L'un d'eux, le pakistanais Fazlur Rahman, s'y emploie depuis cinquante ans. Voici comment il présente le Coran : Mohamed, aux environs de la quarantaine a connu une ou plusieurs expériences d'extase, préparée par un long processus évolutif : avant tout, l'expérience de sa vocation, qu'il n'avait pas sollicitée. Cette expérience de la vocation fut suivie d'autres expériences de révélation, advenues à Mohamed par "l'Esprit" ou le "Messager spirituel", expériences vécues "dans son cœur". Par la suite l'orthodoxie objectiva cette expérience spirituelle : un ange lui apparaissant publiquement. Mohamed a développé des idées tout au long de son activité à La Mecque et à Médine, mais les prières communautaires régulières et les recueils d'aumônes ont certainement autant contribué que son message à la solidarité qui caractérise la communauté musulmane. La révélation du Coran s'est étendue sur vingt-trois ans.  Rahman constate, enfin : "Il ne fait pas de doute que si, d'un côté, la révélation était issue de Dieu, de l'autre elle était intimement liée à la personnalité la plus profonde."

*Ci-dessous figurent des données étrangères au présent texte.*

PR #51, opened 2023-03-28
Substitute Dropdown for Select

luizakp:
[Linear issue](https://linear.app/bleu-llc/issue/BAL-182/substitute-dropdown-for-select)

Instead of creating a dropdown with multiple filters, we are substituting it for the existing `Select` component where one value can be selected. 

Multiple selections can be implemented later on, but right now we have just one filter

https://www.loom.com/share/b7f71873e4c5487380534880482fc243


packages/next-app/src/app/daoadmin/(components)/Sidebar.tsx
```diff
@@ -82,11 +66,26 @@ export function Sidebar() {
...
+            <Select
+              onValueChange={(value: string) => setSelectedFilter(value)}
+              theme={"light"}
+            >
+              {filters.map((filter) => (
+                <SelectPrimitive.Group key={filter.name}>
+                  <SelectPrimitive.Label className="py-1 px-2 text-sm text-gray-600">
+                    {filter.name}
+                  </SelectPrimitive.Label>
+                  <SelectItem value="" theme={"light"}>
```
devjoaov, line 78: I don't have much context here but if the `filters` array has more than one element it will render another "no filter" right?

devjoaov (approved):

ribeirojose (dismissed):

mendesfabio (approved):

PR #54, opened 2023-03-29
[Pool Metadata] add "remove button" to metadata attributes table

devjoaov:
[linear issue](https://linear.app/bleu-llc/issue/BAL-183/create-remove-attribute-button)

https://www.loom.com/share/1418f112c2d94ee8901b4d090046ba05


ribeirojose (approved):
🙌  

can u leave loom videos inline in the PR comment? Makes it easier so we don't have to open another tab while reviewing

PR #56, opened 2023-03-30
add setBatchUpdateMetadata

ribeirojose:


packages/contracts/src/PoolMetadataRegistry.sol
```diff
@@ -22,18 +23,48 @@ contract PoolMetadataRegistry is IPoolMetadataRegistry {
         _vault = vault;
     }
 
-    /// @notice Reverts unless the pool with the given ID is registered on Balancer.
-    /// @param poolId The ID of the pool to check registration status for.
-    modifier onlyRegisteredPool(bytes32 poolId) {
-        require(_isPoolRegistered(poolId), "Pool not registered");
+    /// @notice Wraps a single pool ID in an array.
+    /// @param poolId The pool ID to wrap.
+    function _wrapPoolId(bytes32 poolId) internal pure returns (bytes32[] memory) {
```
devjoaov, line 28: would define this function after the modifiers

packages/contracts/src/PoolMetadataRegistry.sol
```diff
@@ -51,18 +82,40 @@ contract PoolMetadataRegistry is IPoolMetadataRegistry {
...
+    {
+        for (uint256 i = 0; i < poolIds.length; i++) {
+            _setPoolMetadata(poolIds[i], metadataCIDs[i]);
+        }
     }
 
     /// @notice Computes the action ID for a given function selector.
     /// @param selector The function selector to compute the action ID for.
     /// @return The computed action ID.
+
```
devjoaov, line 118:
```suggestion
```

packages/contracts/src/PoolMetadataRegistry.sol
```diff
@@ -51,18 +82,40 @@ contract PoolMetadataRegistry is IPoolMetadataRegistry {
...
-        authenticate(poolId)
+        onlyRegisteredPools(_wrapPoolId(poolId))
+        authenticatePools(_wrapPoolId(poolId))
     {
-        poolIdMetadataCIDMap[poolId] = metadataCID;
-        emit PoolMetadataUpdated(poolId, metadataCID);
+        _setPoolMetadata(poolId, metadataCID);
+    }
+
+    function setBatchPoolMetadata(bytes32[] calldata poolIds, string[] calldata metadataCIDs)
```
devjoaov, line 104: would add documentation for this function as well
https://docs.soliditylang.org/en/v0.8.17/natspec-format.html#tags

packages/contracts/src/PoolMetadataRegistry.sol
```diff
@@ -22,18 +23,48 @@ contract PoolMetadataRegistry is IPoolMetadataRegistry {
...
-        require(_canPerform(actionId, poolId, msg.sender), "sender not allowed");
+        for (uint256 i = 0; i < poolIds.length; i++) {
+            bytes32 poolId = poolIds[i];
+            require(_canPerform(actionId, poolId, msg.sender), "sender not allowed");
+        }
+        _;
+    }
+
+    /**
+     * @notice Validate the size of two arrays to avoid exceeding the gas limit and ensure equal length.
```
devjoaov, line 55: I think we could decide on one docstring pattern to use 
https://docs.soliditylang.org/en/v0.8.17/natspec-format.html?highlight=documentation#documentation-example

devjoaov (dismissed):
LGTM, thanks @ribeirojose. I would suggest adding a batch update test to validate that when a signer attempts to set the metadata of an array of poolIds where exists one poolId that the signer is not the owner of, the transaction would revert. Just to prevent any potential security issues.

mendesfabio (commented):
also want to see tests where the user isn't the owner of one of the pools passed in the array, otherwise looks good to me!

mendesfabio (approved):

PR #60, opened 2023-03-31
[DAO Admin] Verify gaugeAddress given by user and display symbol

luizakp:
This PR:
- refactors how the `Pool ID` validation work (now through react-hook-form) 
- added `Gauge ID` validation by adding `gauges-gql` package 

[Linear Issue](https://linear.app/bleu-llc/issue/BAL-165/verify-gaugeaddress-given-by-user-and-display-symbol)

https://www.loom.com/share/18a8f0b05426410588cf971f7e5aa99d


packages/next-app/src/utils/hardcodedData.ts
```diff
@@ -1,6 +1,57 @@
...
+
 import { ActionAttribute } from "#/contexts/AdminToolsContext";
+import gaugeGql from "#/lib/gaugesGql";
+import poolGql from "#/lib/gql";
+
+const inputField =  {
+  label: "Pool ID",
+  key: "poolId",
+  placeholder: "Insert the Pool ID here",
+  type: "string",
```
ribeirojose, line 11: I think we should remove this if this is not being used to avoid WTFs when looking at the code

packages/next-app/src/utils/hardcodedData.ts
```diff
@@ -1,6 +1,57 @@
...
+  getValidations: ( chain:
+    | (Chain & {
+        unsupported?: boolean | undefined;
+      })
+    | undefined) => ({
```
ribeirojose, line 16: equivalent to 
```suggestion
  getValidations: (chain?: Chain) => ({
```

packages/next-app/src/utils/hardcodedData.ts
```diff
@@ -1,6 +1,57 @@
...
+      const result = await poolGql(
+        chain!.id.toString()
+      ).Pool({
+        poolId: value,
+      });
+
+      return !result.pool?.symbol ? "Pool not found. Please insert an existing Pool ID" : "";
+    },
+  }),
+}
```
ribeirojose, line 28:
```suggestion
} as const
```

package.json
```diff
@@ -47,6 +46,7 @@
   },
   "homepage": "https://github.com/bleu-llc/balancer-pool-metadata#readme",
   "devDependencies": {
-    "concurrently": "^7.6.0"
+    "concurrently": "^7.6.0",
+    "ghooks": "^2.0.4"
```
ribeirojose, line 50: 😮 good catch! I think all of them should be devDependencies

packages/next-app/src/app/daoadmin/action/[actionId]/(components)/ActionAttributeContent.tsx
```diff
@@ -1,5 +1,6 @@
 "use client";
 
+import _ from "lodash";
```
Comment (ribeirojose) [inline packages/next-app/src/app/daoadmin/action/[actionId]/(components)/ActionAttributeContent.tsx:3]: prefer importing only the function you'll use otherwise this is likely to load the full lib to the code
```suggestion
import isEmpty from "lodash/isEmpty";
```

packages/next-app/src/app/daoadmin/action/[actionId]/(components)/ActionAttributeContent.tsx
```diff
@@ -84,24 +115,20 @@ export function ActionAttributeContent() {
...
                         placeholder={field.placeholder}
-                        {...register(toCamelCase(`${field.name}`))}
+                        {...register(field.key, {
+                          validate: field?.getValidations?.(chain),
+                        })}
+                        errorMessage={
+                          _.isEmpty(formState.errors[field.key])
+                            ? undefined
+                            : String(formState.errors[field.key]?.message)
+                        }
```
Comment (ribeirojose) [inline packages/next-app/src/app/daoadmin/action/[actionId]/(components)/ActionAttributeContent.tsx:129]: if you wanted to do optional chaining you could also write the following
```suggestion
                        errorMessage={formState.errors?.[field.key]?.message}
```

ribeirojose (dismissed):

PR #61, opened 2023-04-03
[Pool Metadata] creates search pool button and form

devjoaov:
[linear issue](https://linear.app/bleu-llc/issue/BAL-134/select-pool-from-left-side-if-user-connected-or-search)

image

connected wallet
image

disconnected wallet
image

pool not found
image

### DIFF
--- a/packages/next-app/src/app/metadata/(components)/SearchPoolForm.tsx
+++ b/packages/next-app/src/app/metadata/(components)/SearchPoolForm.tsx
@@ -1,0 +1,121 @@
+"use client";
+
+import { useRouter } from "next/navigation";
+import React from "react";
+import { Controller, useForm } from "react-hook-form";
+import { useAccount, useNetwork } from "wagmi";
+
+import { Button } from "#/components/Button";
+import { Input } from "#/components/Input";
+import { Select, SelectItem } from "#/components/Select";
+import balancerGql, { networkIdEnumMap } from "#/lib/gql";
+
+export interface PoolMetadataAttribute {
+  poolId: string;
+  network: string;
+}
+
+const inputTypenames = [
+  { value: "1", label: "Mainnet" },
+  { value: "137", label: "Polygon" },
+  { value: "42161", label: "Arbitrum" },
+  { value: "5", label: "Goerli" },
+];
+
+export default function SearchPoolForm({ close }: { close?: () => void }) {
+  const {
+    register,
+    handleSubmit,
+    setError,
+    control,
+    watch,
+    clearErrors,
+    resetField,
+    formState: { errors },
+  } = useForm<PoolMetadataAttribute>();
+  const { push } = useRouter();
+  const { chain } = useNetwork();
+  const { isConnected } = useAccount();
+
+  const poolId = watch("poolId");
+  const network = isConnected ? chain?.id.toString() : watch("network");
+
+  const { data: poolAddress } = balancerGql(network || "1").usePoolAddress(
+    {
+      poolId,
+    },
+    { revalidateIfStale: true }
+  );
+
+  const isPool = poolAddress?.pool?.address ? true : false;
+
+  function handleSubmitForm(formData: PoolMetadataAttribute) {
+    const networkId = formData.network ?? chain?.id.toString();
+    const networkName =
+      networkIdEnumMap[networkId as keyof typeof networkIdEnumMap];
+    push(`/metadata/${networkName}/pool/${formData.poolId}`);
+
+    close?.();
+  }
+
+  React.useEffect(() => {
+    if (poolAddress && !poolAddress.pool && poolId) {
+      setError(
+        "poolId",
+        {
+          type: "notfound",
+          message: "Pool not found. Check the Pool ID and network.",
+        },
+        { shouldFocus: true }
+      );
+      return;
+    } else {
+      clearErrors("poolId");
+    }
+  }, [poolAddress]);
+
+  React.useLayoutEffect(() => {
+    resetField("poolId");
+  }, [network]);
+
+  return (
+    <form onSubmit={handleSubmit(handleSubmitForm)} className="px-2 pt-2">
+      {!isConnected && (
+        <>
+          <label className="mb-2 block text-sm text-gray-400">Network</label>
+          <div>
+            <Controller
+              control={control}
+              name={"network"}
+              defaultValue={"1"}
+              render={({ field: { onChange, value, ref } }) => (
+                <Select onValueChange={onChange} value={value} ref={ref}>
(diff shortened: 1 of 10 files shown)


packages/next-app/src/app/metadata/layout.tsx
```diff
@@ -19,7 +22,27 @@ export default function Layout({ children }: { children: React.ReactNode }) {
         linkUrl={"/metadata"}
         title={"Pool Metadata"}
         imageSrc={balancerSymbol}
-      />
+      >
+        <Dialog title={"Search pool"} content={<SearchPoolForm />}>
+          <div className="pointer-events-auto relative rounded bg-white">
```
ribeirojose, line 27: Curious about why you chose to use white here. Did you want to call attention to the lighter element on a dark background?

packages/next-app/src/app/metadata/layout.tsx
```diff
@@ -19,7 +22,27 @@ export default function Layout({ children }: { children: React.ReactNode }) {
...
+              <MagnifyingGlassIcon
+                width="21"
+                height="21"
+                stroke="currentColor"
+                strokeLinecap="round"
+                strokeLinejoin="round"
+                strokeWidth={1}
+                className="mr-3 flex-none"
+              />
+              Search pool metadata...
```
ribeirojose, line 41:
```suggestion
              Search pool...
```

packages/next-app/src/components/Header.tsx
```diff
@@ -10,17 +11,19 @@ interface IHeader {
...
   return (
     <div className="flex flex-wrap items-center justify-between border-b border-gray-700 bg-gray-800 p-4 text-white">
       <Link href={linkUrl} className="mr-5 flex items-center gap-3">
         {imageSrc && <Image src={imageSrc} height={50} width={50} alt="" />}
-        <h1 className="flex gap-2 text-4xl font-thin not-italic leading-8 text-gray-200">
+        <h1 className="flex gap-2 text-xl font-thin not-italic leading-8 text-gray-200">
           Balancer <p className="font-medium">{title}</p>
         </h1>
       </Link>
+      {children && children}
```
ribeirojose, line 26: ❓

packages/next-app/src/components/Header.tsx
```diff
@@ -10,17 +11,19 @@ interface IHeader {
   linkUrl: UrlObject | __next_route_internal_types__.RouteImpl<string>;
   imageSrc?: string;
   title: string;
+  children?: ReactNode;
```
ribeirojose, line 14: Prefer to extend `React.PropsWithChildren`

packages/next-app/src/app/metadata/(components)/SearchPoolForm.tsx
```diff
@@ -0,0 +1,121 @@
...
+    }
+  }, [poolAddress]);
+
+  React.useLayoutEffect(() => {
+    resetField("poolId");
+  }, [network]);
+
+  return (
+    <form onSubmit={handleSubmit(handleSubmitForm)} className="px-2 pt-2">
+      {!isConnected && (
```
ribeirojose, line 83: We'll be effectively making the commit make a bunch more clicks to switch network if we do this. Couldn't we always show this select?

packages/next-app/src/app/metadata/(components)/SearchPoolForm.tsx
```diff
@@ -0,0 +1,121 @@
...
+        {
+          type: "notfound",
+          message: "Pool not found. Check the Pool ID and network.",
+        },
+        { shouldFocus: true }
+      );
+      return;
+    } else {
+      clearErrors("poolId");
+    }
```
ribeirojose, line 74: Any reason to set error here instead of doing it on the form submit?

ribeirojose (dismissed):
lgtm, trust your call but I don't fully grasp why add the further complication of having the user change networks when searching pools with to me is the most natural flow. Did you have any issues trying to do that?

packages/next-app/src/app/metadata/layout.tsx
devjoaov: I believe the white background would catch the user's attention, but I'm not confident with my design skills 😆

packages/next-app/src/components/Header.tsx
devjoaov: but if the header does not have children?

packages/next-app/src/app/metadata/(components)/SearchPoolForm.tsx
devjoaov: The button will be disabled until the user enters a valid pool id, which must correspond to an existing pool

packages/next-app/src/app/metadata/(components)/SearchPoolForm.tsx
devjoaov: > lgtm, trust your call but I don't fully grasp why add the further complication of having the user change networks when searching pools with to me is the most natural flow. Did you have any issues trying to do that?

@ribeirojose I faced some errors when the user chose a pool from a chain that was not the same as the selected chain. However, I am currently devising a solution to address this issue

packages/next-app/src/app/metadata/(components)/SearchPoolForm.tsx
ribeirojose: This is a bit unintuitive to me 😕  you're searching a pool but you can't search unless it already exists?

packages/next-app/src/components/Header.tsx
ribeirojose: No problem, this is how the type is defined:

packages/next-app/src/app/metadata/(components)/SearchPoolForm.tsx
devjoaov: It was a requirement we planned for the task. 

`"go to pool disabled until validation that the pool exists runs;"`

packages/next-app/src/app/metadata/layout.tsx
ribeirojose: I think it should be a different shade of the background color not to call too much attention to it

packages/next-app/src/app/metadata/(components)/SearchPoolForm.tsx
ribeirojose: Right -- this should probably be called `Go to pool` instead of search then, WDYT? Ultimately we're not showing the user a list of results, but directing them to a specific pool page

devjoaov: Agreed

Ce qui est important dans l'affaire, c'est qu'aujourd'hui, selon la conception musulmane scientifique réfléchie elle-même, il faut comprendre la parole de Dieu du Coran comme étant en même temps la parole humaine du Prophète. On peut se poser la question, inconfortable certes : s'il y a critique historique biblique (au profit d'une foi biblique contemporaine), pourquoi n'y aurait-il pas aussi  une  critique historique du Coran (au profit d'une foi musulmane adaptée à notre temps) ?

Il nous faudrait pouvoir dialoguer sur ce terrain difficile ; et pour cela, il faudrait qu'à côté des islamologues chrétiens, il y ait - ce qui n'existe pratiquement pas aujourd'hui - des spécialistes musulmans du christianisme.

Quant à la compréhension historique du Coran, il nous faut bien préciser qu'il s'agit
* d'une lecture d'un Coran situé dans l'histoire, et non pas d'une doctrine figée ni de dispositions juridiques immuables.
* d'une lecture critique, qui permet de considérer le Coran comme un message vivant, comme le grand témoignage prophétique rendu à l'unique Dieu tout-puissant et miséricordieux, au créateur et au juge de la fin des temps. Un témoignage constant, transmis sous une forme sans cesse renouvelée, variable, en fonction du temps, du lieu et des personnes, pour résoudre ainsi de façon constructive et non équivoque les conflits spécifiques qui pourraient l'opposer aux science de la nature, à l'histoire, à la conscience morale et au droit modernes.

La distance entre l'approche moderne de la Bible et l'approche traditionnelle du Coran est considérable. Mais elle n'est pas à tout jamais immuable et infranchissable. Mais il est absolument nécessaire qu'on cherche à réduire cette distance, aussi bien pour le renouvellement de l'islam que pour la compréhension entre islam et christianisme, et finalement, pour la paix du monde !

Pour le moment, chacun des trois monothéismes a son propre point névralgique non négociable et inacceptable pour les deux autres : pour le judaïsme, c'est le choix particulier d'Israël comme peuple de Dieu, avec promesse d'une terre. Pour le christianisme, c'est la doctrine du Christ Fils de Dieu. Pour l'islam, c'est la doctrine du Coran, Parole de Dieu.  L'essentiel pour aujourd'hui, c'est de pouvoir parler de ces questions. Sur ces points, le dialogue théologique est en retard.